Continuação de O Problema das Horas de Funcionamento do Crematório e do Tempo de Incineração - Parte I - por Reinhard K. Buchner
| Reinhard K. Buchner |
Parte II
Apêndice
1. Origem dos Números
dos Crematórios e dos Tempos de Operação dos Crematórios como Listados na
Tabela I.
Aqui,
os dados da Tabela I são justificados. Com “justificativa”, nada mais é indicado
do que uma concordância geral com as afirmações encontradas na teoria do
Holocausto. Nenhuma validação dos dados pode ser derivada de seu uso neste
estudo. Como uma matéria de fato, eu considero os números de crematórios e,
particularmente, seus tempos de operação na Tabela I excessivos. Pessoalmente, eu
nem mesmo estou convencido de que os crematórios IV e V em Auschwitz II
realmente existiram. Mas, mesmo assim, eles foram incluídos no cálculo de
acordo com a teoria do Holocausto.
AUSCHWITZ I
O
número de crematórios em Auschwitz I é aparentemente desconhecido. R. Hilberg5 e G. Reitlinger8
não elaboram o assunto. A apresentação da teoria do Holocausto por L.

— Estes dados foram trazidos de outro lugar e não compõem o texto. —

PR #2297, opened 2024-06-18
error-notify: disconnect socket on ETIMEDOUT

t-beckmann:
When encountering a timeout the error notify socket needs to be closed so that resources can be reclaimed.


tobiasbrunner:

Dawidowicz10 não fornece informações tecnológicas
úteis. Ao explicar a “solução final”, a autora simplesmente afirma: “… e
empregou os melhores meios tecnológicos disponíveis” (página xxiii).
A.
R. Butz4 chega à conclusão de que Auschwitz I tinha
4 crematórios, o que é provavelmente correto (página 115). F. Müller9, no entanto, afirma que havia “6
fornos” (página 16). A Tabela I, portanto, lista 6 crematórios. A diferença
entre 4 e 6 crematórios resulta em cerca de 50.000 horas adicionais de
cremação.
O
tempo de operação (dos crematórios) é outro problema em Auschwitz I. G.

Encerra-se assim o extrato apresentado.